>>>>
PR #70, opened 2015-11-02
ST not finding a commit that does exist

0mega:
Some users reported a 500 error on ST search page.

This PR prevents the error from happening and logs some context when this unexpected situation would occur so that we are better informed if this still is an issue in future.


app/models/git_repository.rb
```diff
@@ -126,7 +126,15 @@ def commit_on_master?(commit_oid)
     return true unless parent_commit
 
     walker = get_walker(main_branch.target_id, parent_commit.oid, true)
-    walker.first.oid == commit_oid
+
+    first = walker.first
+    if first.nil?
```
LogaJ: This should have a corresponding context test entry.

0mega: @LogaJ  Thanks for the feedback, we are not sure under which circumstances this happens, that's why we postponed the test until we have more information (probably the logs we added will provide some more insight) instead of just writing a test which does not reproduce the context.

PR #75, opened 2015-11-06
ensure uat-url protocol is stripped out

andistuder:
This will give consistency when creating and editing feature reviews. 
The change also strips out the path as not relevant in the context of a uat url.


andistuder:
ping @dideler

andistuder:
ping @0mega

0mega:
:+1:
<<<<
Prompt: Give back every line of the data exactly.

Response to this task:
PR #70, opened 2015-11-02
ST not finding a commit that does exist

0mega:
Some users reported a 500 error on ST search page.

This PR prevents the error from happening and logs some context when this unexpected situation would occur so that we are better informed if this still is an issue in future.


app/models/git_repository.rb
```diff
@@ -126,7 +126,15 @@ def commit_on_master?(commit_oid)
     return true unless parent_commit
 
     walker = get_walker(main_branch.target_id, parent_commit.oid, true)
-    walker.first.oid == commit_oid
+
+    first = walker.first
+    if first.nil?
```
LogaJ: This should have a corresponding context test entry.

0mega: @LogaJ  Thanks for the feedback, we are not sure under which circumstances this happens, that's why we postponed the test until we have more information (probably the logs we added will provide some more insight) instead of just writing a test which does not reproduce the context.

PR #75, opened 2015-11-06
ensure uat-url protocol is stripped out

andistuder:
This will give consistency when creating and editing feature reviews. 
The change also strips out the path as not relevant in the context of a uat url.


andistuder:
ping @dideler

andistuder:
ping @0mega

0mega:
:+1:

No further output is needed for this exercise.